PROVIDED INFORMATION:
PR #1250, opened 2021-11-18
cmd extended

JanDeDobbeleer:
### Prerequisites

### Description

- feat(cmd): add tooltip functionality
- feat(cmd): transient prompt

### DIFF
--- a/src/init/omp.lua
+++ b/src/init/omp.lua
@@ -47,7 +47,7 @@ local function error_level_option()
 end
 
 local function get_posh_prompt(rprompt)
-    local prompt_exe = string.format('::OMP:: --config="::CONFIG::" %s %s --rprompt=%s', execution_time_option(), error_level_option(), rprompt)
+    local prompt_exe = string.format('::OMP:: --shell=cmd --config="::CONFIG::" %s %s --rprompt=%s', execution_time_option(), error_level_option(), rprompt)
     prompt = io.popen(prompt_exe):read("*a")
     return prompt
 end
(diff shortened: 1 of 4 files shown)


src/init/omp.lua
```diff
@@ -56,7 +57,14 @@ function p:filter(prompt)
     return get_posh_prompt(false)
 end
 function p:rightfilter(prompt)
-    return get_posh_prompt(true), false
+    if tip_word == nil then
+        return get_posh_prompt(true), false
+    end
+    local prompt_exe = string.format('::OMP:: --config="::CONFIG::" --command="%s"', tip_word)
+    tooltip = io.popen(prompt_exe):read("*a")
+    if tooltip ~= nil and tooltip ~= "" then
```
chrisant996: Probably it should always `return tooltip, false`.  Otherwise if there's no rprompt string then it will allow other prompt filter functions to run, and something else's rprompt could get used by mistake.

I.e. I think remove lines 65 and 67 (but keep like 66).

chrisant996: On second thought it needs to return a string rather than nil, otherwise it won't override any prompt filters that might run before it.  So the return line should become `return (tooltip or ""), false`.

src/init/omp.lua
```diff
@@ -60,12 +60,19 @@ function p:rightfilter(prompt)
...
-    local prompt_exe = string.format('::OMP:: --config="::CONFIG::" --command="%s"', tip_word)
+    local prompt_exe = string.format('::OMP:: --shell=cmd --config="::CONFIG::" --command="%s"', tip_word)
     tooltip = io.popen(prompt_exe):read("*a")
     if tooltip ~= nil and tooltip ~= "" then
         return tooltip, false
     end
 end
+function p:transientfilter(prompt)
+    prompt = io.popen('::OMP:: --shell=cmd --config="::CONFIG::" --print-transient'):read("*a")
+    return prompt
```
chrisant996, line 75: If Clink has transient prompt turned on but the theme doesn't define a transient prompt, then an empty string is used, which causes the prompt to malfunction (e.g. <kbd>Enter</kbd> by itself erases the prompt and draws a new prompt in the same spot, making the key appear to have no effect).

Inserting the following between lines 70 and 71 (i.e. immediately preceding the `return prompt`) appears to fix that:

```lua
    if prompt == "" then
        prompt = nil
    end
```

src/init/omp.lua
JanDeDobbeleer: resolved it by using `return (tooltip or get_posh_prompt(true)), false`

chrisant996 (approved):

DIRECTIONS FOR THIS TASK:
Return each line from the data where the string "local" can be found.

TASK SOLUTION:
@@ -47,7 +47,7 @@ local function error_level_option()
 local function get_posh_prompt(rprompt)
-    local prompt_exe = string.format('::OMP:: --config="::CONFIG::" %s %s --rprompt=%s', execution_time_option(), error_level_option(), rprompt)
+    local prompt_exe = string.format('::OMP:: --shell=cmd --config="::CONFIG::" %s %s --rprompt=%s', execution_time_option(), error_level_option(), rprompt)
+    local prompt_exe = string.format('::OMP:: --config="::CONFIG::" --command="%s"', tip_word)
-    local prompt_exe = string.format('::OMP:: --config="::CONFIG::" --command="%s"', tip_word)
+    local prompt_exe = string.format('::OMP:: --shell=cmd --config="::CONFIG::" --command="%s"', tip_word)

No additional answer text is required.